Purpose: The survival benefit from gemcitabine plus erlotinib was on average marginal for advanced pancreatic cancer (APC) patients. Skin rash developed shortly after starting treatment seemed to be associated with better efficacy and might be used to assist clinical decision-making, but the results across studies were inconsistent. Thus, we conducted a systematic review and meta-analysis.
Methods: PubMed, Embase, Cochrane Central Register of Controlled Trials, three Chinese databases, and the abstracts of important conferences were searched for eligible studies. The primary outcome was overall survival (OS), and the secondary outcomes were progression-free survival (PFS) and objective response. The random-effects model was used to pool results across studies if heterogeneity was substantial. Otherwise, the fixed-effect model was used.

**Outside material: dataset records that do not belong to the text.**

Issue #2421, opened 2023-06-16
Pdfs in images from Wikimedia


obulat:
## Description

We have some pdf file data in the image table. It passes the dead link validation, but shows up as "Image Not Available" in the frontend.

If cleaning up the catalog is quick, we should do that. Then these items will be fixed after the image refresh.

I'm not sure if we want to also add a hot-fix in the API layer to prevent files with `.pdf` in the URL from showing up in the results. If we added a file type check to the dead link filter, we would stop sending unnecessary requests to the source. The status is currently "200" because the file _is_ available, even though it doesn't show up in the UI.

## Reproduction

See: https://api.openverse.engineering/v1/images/dffcffbe-3980-4cc7-bc61-804851cb9121/
and https://openverse.org/image/dffcffbe-3980-4cc7-bc61-804851cb9121

## Additional context

@cc @krysal, I think you have done a similar cleanup in the catalog, haven't you?

krysal:
> @krysal, I think you have done a similar cleanup in the catalog, haven't you?

Yes, to remove audio files from the image table. But this is an interesting case, the link actually does return an image. It opens a debate: should we consider accepting PDF images or just remove them? Can Wikimedia provide a different format more traditionally accepted as an image?

AetherUnbound:
Thanks for surfacing this Olga - I think if we _can_ get an alternative from Wikimedia we should use that instead (the frontend shows that as "png", interestingly). But otherwise, we should probably remove PDFs from the image media set, I don't think most folks would consider PDFs as images 😅

obulat:
> Thanks for surfacing this Olga - I think if we _can_ get an alternative from Wikimedia we should use that instead (the frontend shows that as "png", interestingly). But otherwise, we should probably remove PDFs from the image media set, I don't think most folks would consider PDFs as images 😅 

I know why the frontend "considers" it PNG: we load the "Image not available" placeholder, and replace the image type with the placeholder type 😀 I'll open an issue for that.

@krysal , I didn't notice that it was considered an "image" in Wikimedia, that's interesting! We might need to add a check to the Wikimedia provider script if the pdf images are marked as images in the API responses, and we decide to not accept such pdfs as "image"s. I agree with @AetherUnbound that the users wouldn't expect an image to be a pdf.

PR #4785, opened 2024-08-20
Raise exception for misclassified items in MediaStore and get filetype from Wikimedia's API

krysal:
## Fixes

Related to #4717 by @obulat
Follow up #4772

## Description

Here, I broadened the number of file types the existing `commons.extensions.extract_filetype` function can guess using the `mimetypes` library. It is based on the same logic of guessing it from the URL. The `MediaStore` class will raise an error if it finds an item misclassified within the types we support.

The Wikimedia Commons DAG now gets the `filetype` from the API, giving us more accurate data in a straightforward way. You can take a look at their [MimeMap](https://doc.wikimedia.org/mediawiki-core/master/php/MimeMap_8php_source.html) file shared by @obulat below in comments. This helped complete the list of mime types and aliases.

## Testing Instructions

Check tests and confirm everything makes sense and the types that matter are covered. Optionally, run the `wikimedia_commons_workflow` DAG to verify it continues to work correctly.

## Checklist

- [x] I ran the DAG documentation generator (`ov just catalog/generate-docs` for catalog PRs) or the media properties generator (`ov just catalog/generate-docs media-props` for the catalog or `ov just api/generate-docs` for the API) where applicable.

[best_practices]:

<details>

```
Version 1.1

1 Letterman Drive
Suite D4700
San Francisco, CA, 94129

    indicated in the file; or

    in the file; or

    it.

```

</details>


catalog/dags/providers/provider_api_scripts/wikimedia_commons.py
```diff
@@ -448,6 +455,22 @@ def get_value_by_names(key_value_list: list, prop_names: list):
...
+    @staticmethod
+    def get_filetype(url, media_type) -> str | None:
+        """
+        Extract the filetype from extension in the media url.
+
+        Returns only if the media type guessed matches the expected media type.
+        """
+        filetype, extracted_media_type = extract_filetype(url)
+        if extracted_media_type != media_type:
+            # Prevent ingesting files like .ovg as images
```
obulat, line 467:
```suggestion
            # Prevent ingesting files like .ogv as images
```

catalog/dags/common/extensions.py
```diff
@@ -1,12 +1,30 @@
...
-    if possible_filetype in EXTENSIONS.get(media_type, {}):
-        return possible_filetype
-    return None
+def extract_filetype(url: str) -> tuple[str | None, str | None]:
+    """
+    Extract the filetype from a media url extension.
+
+    Returns only if the media type guessed is a supported type.
+    """
+    if mime_type := mimetypes.guess_type(url)[0]:
```
obulat, line 21: The [`types_map`](https://github.com/python/cpython/blob/8edfa0b0b4ae4235bb3262d952c23e7581516d4f/Lib/mimetypes.py#L432) in Python mimetypes library is missing some types that we use, including `.mid`, `.ogg` and `.ogv` types. This is also causing the CI tests to fail.
 
We can probably add new types after initializing, using `add_type` function:
 https://github.com/python/cpython/blob/8edfa0b0b4ae4235bb3262d952c23e7581516d4f/Lib/mimetypes.py#L86
 
 I think we should also add logging to identify extensions that don't return a supported filetype here to find any other extensions that are not supported but available in our data.

obulat (changes requested):
Nice test coverage! Could we also add a case that an upper-cased file type is converted to a lower cased one (when it overrides the type extracted from the url)?

My blocking requests here are:
- adding missing types to the mimetypes
- adding logging to identify any other extensions/types we are missing.

catalog/dags/common/storage/media.py
```diff
@@ -304,17 +303,25 @@ def _format_raw_tag(self, tag: str) -> dict:
...
+        if filetype is not None:
+            filetype = filetype.lower()
+            return FILETYPE_EQUIVALENTS.get(filetype, filetype)
+
+        filetype, extracted_media_type = extract_filetype(url)
+        if extracted_media_type is not None and extracted_media_type != self.media_type:
+            raise ValueError(
+                f"Extracted media type `{extracted_media_type}` does not match "
+                f"expected media type `{self.media_type}`."
+            )
```
sarayourfriend, line 323: I suppose these docs should be updated to reflect the new exception case:

https://github.com/WordPress/openverse/blob/0ea4c6cbfa6037c5883207279e891ecbd3e00c83/catalog/dags/common/storage/media.py#L115-L116

catalog/dags/providers/provider_api_scripts/wikimedia_commons.py
```diff
@@ -448,6 +455,22 @@ def get_value_by_names(key_value_list: list, prop_names: list):
...
 
+    @staticmethod
+    def get_filetype(url, media_type) -> str | None:
+        """
+        Extract the filetype from extension in the media url.
+
+        Returns only if the media type guessed matches the expected media type.
+        """
+        filetype, extracted_media_type = extract_filetype(url)
+        if extracted_media_type != media_type:
```
sarayourfriend, line 466: Is this something that can be generically applied to all providers?

catalog/dags/providers/provider_api_scripts/wikimedia_commons.py
```diff
@@ -317,10 +317,17 @@ def get_record_data(self, record):
...
             return None
 
+        try:
+            filetype = self.get_filetype(url, valid_media_type)
+        except ValueError:
+            logger.warning(
+                f"Skipping record due to media type mismatch. Media type: {valid_media_type}, url {url}"
+            )
+            return None
+
```
sarayourfriend, line 327: Kind of a nit, but this uses exceptions for control flow, and rather generically at that. A `ValueError` could occur for potentially any reason inside `self.get_filetype` and we aren't checking the error string to confirm that its happened for the reason we think. This could swallow a serious bug in `self.get_filetype`, for example, if `extract_filetype` started throwing a ValueError due to `self.get_filetype` giving it invalid inputs.

This warning should go in the place where we actually validated the fact that the media type of the work didn't match the media type of the ingestion; and then `get_filetype` can just return None, and this function and check the return value the exact same way we've done for `valid_media_type`, `license_info`, `url`, and `foreign_landing_url`.

sarayourfriend (commented):
What is the relationship between these proposed changes and it's media type detection and the `extract_media_type` function?

https://github.com/WordPress/openverse/blob/0ea4c6cbfa6037c5883207279e891ecbd3e00c83/catalog/dags/providers/provider_api_scripts/wikimedia_commons.py#L474-L489

This PR seems to duplicate the functionality of that existing method. Should it replace it? Why doesn't the existing method already solve this problem to begin with? Is there a bug in that code that could inform a wider understanding of what's gone wrong in our Wikimedia ingestion?

catalog/dags/common/storage/media.py
krysal: The `filetype` is still not required generally. I'm just ensuring it raises when a type conflict is found so we know which DAG is ingesting those and adjust it, like the case with Wikimedia. If

krysal:
> Nice test coverage! Could we also add a case that an upper-cased file type is converted to a lower cased one (when it overrides the type extracted from the url)?

@obulat Sure! I can add those. I'm aware that several tests need updates. Before continuing with the rest of the changes, I was waiting for confirmation that this approach aligns with what is expected, namely, **adding the filetype check to all the media ingestion and preventing Wikimedia from ingesting wrong rows in the image (or audio) table**.

Since your comments are on adding more log records, I assume you agree with this solution, and those are good notes. Thanks!

---

> What is the relationship between these proposed changes and it's media type detection and the extract_media_type function?

@sarayourfriend That function is specific to Wikimedia and detects which kind of item (an image or audio track) we're dealing with when extracting the details. 

> This PR seems to duplicate the functionality of that existing method. Should it replace it? Why doesn't the existing method already solve this problem to begin with?

Since we've found [PDFs](https://github.com/WordPress/openverse/issues/2421) and OGV videos in the image table, we cannot rely on Wikimedia's classification to prevent ingesting those items. Maybe this is already fixed on their end, I don't know, but the only way we can be sure is to double-check on our end.

catalog/dags/providers/provider_api_scripts/wikimedia_commons.py
krysal: That is my intention in including it in the `MediaStore` class (which you also commented on). The difference is that there, it should raise an Exception (so we're aware of the problem), and here on Wikimedia, it should simply skip the miscategorized record. That's my view, at least. Do you picture another approach to this?

catalog/dags/common/storage/media.py
sarayourfriend: I mean more that "raises an error" part. The function raises in an error in more than just the conditions related to the required fields now.

catalog/dags/providers/provider_api_scripts/wikimedia_commons.py
sarayourfriend: > here on Wikimedia, it should simply skip the miscategorized record

Using a ValueError in this comment to communicate that makes it difficult to understand that that is the intention; just follows into the other comment I shared about how this control flow is managed compared to the other checks.

sarayourfriend:
If we don't trust wikimedia's media type detection, then why use it at all? It duplicates the functionality, at least in name, if not in implementation. Keeping two places that "check the media type" in two completely different ways with no clear relationship between the two, and when one of them is apparently an unreliable source of truth doesn't make sense to me. If detecting the media type based on file type is reliable, then we should use that. If it's unreliable (like if somehow some URLs do not have extensions), then we need to document that case and make it clear that the fallback for media type detection relies on the other method. Combining them into a single routine that detects the file format if available and the media type (either based on the file format if it was available or based on Wikimedia's metadata) would make things _much_ clearer.

obulat:
> If we don't trust wikimedia's media type detection, then why use it at all?

I spent some time trying to understand why the Wikimedia's media type detection didn't work. Only to realize that it worked perfectly, but we had some data ingested before [we started filtering](https://github.com/cc-archive/cccatalog/pull/453) images by the Wikimedia's `mediaType`. And most of the non-image media items that were ingested before that PR were removed from the database in [[Bug] Non-image content is being stored in the image table (original #438)](https://github.com/WordPress/openverse/issues/1796#top).

So, my request for change here is to revert all changes, the Wikimedia script was filtering out the `.ogv` files perfectly well.

catalog/dags/common/extensions.py
```diff
@@ -1,12 +1,32 @@
...
+    # Image extensions
+    "jpeg": "jpg",
+    "tif": "tiff",
+    # Audio extensions
+    "midi": "mid",
 }
 
+mimetypes.add_type("audio/midi", ".mid")
+mimetypes.add_type("audio/midi", ".midi")
+mimetypes.add_type("audio/x-matroska", ".mka")
```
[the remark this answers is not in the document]
krysal: Querying the API DB returns nothing.

<details>
<summary>query</summary>

```sql
SELECT * FROM audio WHERE filetype = 'mka' OR url ILIKE '%.mka' LIMIT 1;
```
</details>

I have yet to come across a track like this to have an example. Do you have reservations about it? It's included in Wikimedia's mediaType.

catalog/dags/common/extensions.py
krysal: It's curious. The .mid/.midi extensions are included, and the script works well on Mac but not in the container. It seems it depends on the OS's local files. 

https://github.com/python/cpython/blob/8edfa0b0b4ae4235bb3262d952c23e7581516d4f/Lib/mimetypes.py#L592-L593

In any case, it's good to have a workaround!

krysal:
> If we don't trust wikimedia's media type detection, then why use it at all? It duplicates the functionality, at least in name, if not in implementation. Keeping two places that "check the media type" in two completely different ways with no clear relationship between the two, and when one of them is apparently an unreliable source of truth doesn't make sense to me. If detecting the media type based on file type is reliable, then we should use that. If it's unreliable (like if somehow some URLs do not have extensions), then we need to document that case and make it clear that the fallback for media type detection relies on the other method. Combining them into a single routine that detects the file format if available and the media type (either based on the file format if it was available or based on Wikimedia's metadata) would make things _much_ clearer.

@sarayourfriend That makes sense. The double-check also felt odd to me. Thanks a lot to @obulat for clarifying that the Wikimedia classification is correct. That simplified the PR a lot 🙌  and I think I addressed all the comments. This is ready for another review. Thanks for the patience, folks. Let me know your thoughts!

catalog/dags/common/extensions.py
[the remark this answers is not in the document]
sarayourfriend: [Matroska contrainers are not supported by Chrome, Firefox, or Safari](https://jellyfin.org/docs/general/clients/codec-support/#container-compatibility). We would need to extract the audio from the container and potentially convert it to support playing them. We should probably ignore these files and create an issue to follow up on adding some kind of support for them if we think it is valuable to include them. If there are currently 0 of them, then it's probably not worth the effort.

catalog/dags/common/extensions.py
```diff
@@ -1,12 +1,44 @@
...
+        self.expected_filetype = expected_filetype
+        if not message:
+            message = (
+                f"Extracted media type `{self.actual_filetype}` does not match "
+                f"expected media type `{self.expected_filetype}`."
+            )
+        super().__init__(message)
+
+
+def extract_filetype(url: str) -> tuple[str | None, str | None]:
```
sarayourfriend, line 31: Is the return type more correctly put as `tuple[str, str] | tuple[None, None]`? It's hard to tell from the code, but it doesn't look like there are any cases where it would be mixed `str, None` or `None, str`, but this signature would include those possibilities.

catalog/dags/providers/provider_api_scripts/wikimedia_commons.py
```diff
@@ -320,7 +320,7 @@ def get_record_data(self, record):
         creator, creator_url = self.extract_creator_info(media_info)
         title = self.extract_title(media_info)
         filesize = media_info.get("size", 0)  # in bytes
-        filetype = self.extract_file_type(url, valid_media_type)
+        filetype, _ = extract_filetype(url)
```
sarayourfriend, line 323: I still don't really understand why we should throw away the media_type value from this and keep the `::extract_media_type` method. It would be a lot clearer if these calls were next to each other and an explanation in comment were added to clarify their relationship to one another. Even knowing the context of this PR, I would struggle to explain the reasoning behind continuing to use the Wikimedia media types.

Especially because `::extract_media_type` _already extracts the mimetype Wikimedia has for the file_, which should in theory be more reliable than extracting it from the URL extension.

I really strongly feel these should not be separate methods. Either we should just use the Wikimedia version (and extract the "filetype" we want from it) or only use `extract_filetype` and ignore the Wikimedia metadata (the latter of which feels very wrong to me, like we are ignoring the authority). At worst we should fall back to `extract_filetype` if for some reason the Wikimedia metadata doesn't make sense.

Two separate methods for this is very confusing and at minimum warrants a comprehensive explanation. But really I think we should consolidate these into a single routine. The code is really confusing as it is now (and already was before, FWIW!).

sarayourfriend (changes requested):
The changes are an improvement, but I still think this is not the right way to proceed.

We already have the file type and media type metadata from Wikimedia themselves. We are ignoring the file type information, however, which leads me to read the code and think it must not be reliable (and somehow extracting from the URL is better). If that is the case, then why use Wikimedia's metadata to determine the media type, but not the file type? Why not just use our own methods for determining the media type as well as the file type?

But then, we need to explain why we are ignoring Wikimedia's metadata, and why we believe the URL is more reliable for this.

In any case, two separate methods that have identical results (with very different methods) and no explanation for why we are doing this in the code, is a recipe for confusion in the future. Unless there is a clear explanation for the current approach of using Wikimedia's metadata for the media type but not the file type and using our bespoke approach for the file type but not the media type, we consolidate these into a single routine using a single approach for finding the information we need. If there is a clear explanation, it must be included in the code, and the code organised to emphasise and clarify that relationship.

catalog/dags/providers/provider_api_scripts/wikimedia_commons.py
krysal: > I still don't really understand why we should throw away the media_type value from this and keep the ::extract_media_type method. It would be a lot clearer if these calls were next to each other and an explanation in comment were added to clarify their relationship to one another. Even knowing the context of this PR, I would struggle to explain the reasoning behind continuing to use the Wikimedia media types.

I changed the assumption in that Wikimedia classification is correct after [Olga's comment](https://github.com/WordPress/openverse/pull/4785#issuecomment-2301909971), and then the media_type from `extract_filetype` theoretically will always be the same than the returned from the Wikimedia specific method, `::extract_media_type`.

> Especially because ::extract_media_type already extracts the mimetype Wikimedia has for the file, which should in theory be more reliable than extracting it from the URL extension.

That Wikimedia method only extracts the media type, whether the record is an image or audio, not so the mime type. But this gave me an idea! It would be a lot easier if we could get the mime type [directly from the API](https://commons.wikimedia.org/w/api.php?action=help&modules=query%2Bimageinfo), and actually we can! I think that would be more reliable. 

I made the changes for this locally, just need to modify tests. Wait for it 🤞

sarayourfriend: I see, okay. I misunderstood the code in `extract_media_type`. I thought the check, `if media_type in image_mediatypes:`, was looking at the MediaWiki list of image mime types, but it's _media_ types. Sorry for the confusion I've caused.

I'm glad there is a way to get the mime type from Wikimedia, though. Hopefully it will be reliable and help consolidate this logic.

catalog/dags/common/extensions.py
krysal: That seems correct though I kind of prefer the shorter general signature still.

catalog/dags/common/extensions.py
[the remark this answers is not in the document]
krysal: Providing a wide range of formats should be valuable to users; even if they cannot reproduce them in Openverse right now, they should be able to download them from the source. The funny is we don't have any of this currently.

```sql
openledger=> SELECT COUNT(*) FROM audio WHERE filetype = 'mka' OR url ILIKE '%.mka';
 count 
-------
     0
(1 row)
```

So, for now, we're safe. We could add a check in some DAG to alert if this type is detected.

sarayourfriend (approved):
LGTM! Glad there was a nice way to simplify the Wikimedia DAG in the end, and the MediaStore changes are great.

As a side note: it is wild to me that we have `filetype` as a single word, despite being two words, while also having `meta_data` as two words, despite itself only being a single word. I always have a moment of "oh yeah, weird" when I read these column names :joy: The consequences of old decisions :sweat_smile:

catalog/dags/common/storage/media.py
```diff
@@ -113,8 +116,9 @@ def clean_media_metadata(self, **media_data) -> dict | None:
         - add `provider`,
         - add default `category`, if available.
 
-        Raises an error if missing any of the required fields:
-        `license_info`, `foreign_identifier`, `foreign_landing_url`, or `url`.
+        Raises an error if missing any of the required fields: `license_info`,
+        `foreign_identifier`, `foreign_landing_url`, or `url`. Or if an extracted
```
obulat, line 120:
```suggestion
        `foreign_identifier`, `foreign_landing_url`, or `url`); or if an extracted
```

catalog/dags/common/storage/media.py
```diff
@@ -113,8 +116,9 @@ def clean_media_metadata(self, **media_data) -> dict | None:
         - add `provider`,
         - add default `category`, if available.
 
-        Raises an error if missing any of the required fields:
-        `license_info`, `foreign_identifier`, `foreign_landing_url`, or `url`.
+        Raises an error if missing any of the required fields: `license_info`,
```
obulat, line 119:
```suggestion
        Raises an error if missing any of the required fields (`license_info`,
```

catalog/dags/common/storage/media.py
```diff
@@ -113,8 +116,9 @@ def clean_media_metadata(self, **media_data) -> dict | None:
...
+        `foreign_identifier`, `foreign_landing_url`, or `url`. Or if an extracted
+        media type does not match the media type of the class.
```
obulat, line 121: I don't have a suggestion here, but this part of the sentence is confusing. "extracted media type" refers to what we extract from the "filetype" in the provider script, or from the URL extension, right? So, if, for example, the API returns `jpg` as `filetype` or if the URL ends with `.jpg` (when the API does not return `filetype`) for an audio item?

catalog/dags/common/storage/media.py
```diff
@@ -304,17 +308,22 @@ def _format_raw_tag(self, tag: str) -> dict:
 
     def _validate_filetype(self, filetype: str | None, url: str) -> str | None:
         """
-        Extract filetype from the media URL if filetype is None.
+        Extract filetype from the media URL if filetype is None and check
+        that it corresponds to the media type of the class, while also unifies
```
obulat, line 312: It's better to split this into two sentences, because there's a mismatch now (first part of the sentence is imperative, "extract", and the second is not, "unifies")

catalog/dags/common/extensions.py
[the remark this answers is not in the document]
obulat: I agree with providing all available formats on the API level. Since it is an audio, we should add a check for this format to the Nuxt app, to display a message similar to what we currently do _for ogg on iOS_, IIRC, that this format cannot be played on the user's device. If we ever get any media with this format 😆

obulat (approved):
I love more clarity on the file and mime types that this PR adds 👍 
Added several suggestions for more clarity in the docs comments.

catalog/dags/common/storage/media.py
krysal: From the URL extension! That's a good question. The comment was not clear, so I updated it with more details.

catalog/dags/common/storage/media.py
krysal: Fixed the grammar! Good eye 😆 Thanks!

krysal:
Thanks for the reviews, you both!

Results: A total of 16 studies with 1,776 patients were included. Patients who developed skin rash during treatment had longer OS (8.9 vs 4.9 months, HR=0.57, 95% CI 0.50-0.64) and longer PFS (4.5 vs 2.4 months, HR=0.53, 95% CI 0.40-0.68) than those who did not. A dose- response relationship was also observed for both OS (HR=0.64 for grade-1 rash vs no rash and HR=0.46 for ≥grade-2 rash vs no rash) and PFS (HR=0.72 for grade-1 rash vs no rash and HR=0.43 for ≥grade-2 rash vs no rash).
Conclusion: Skin rash was associated with better OS and PFS in APC patients treated with gemcitabine plus erlotinib. It might be used as a marker for efficacy to guide clinical decision-making toward a more precise and personalized treatment.
Keywords: acne; pancreatic neoplasms; prognosis; targeted treatment.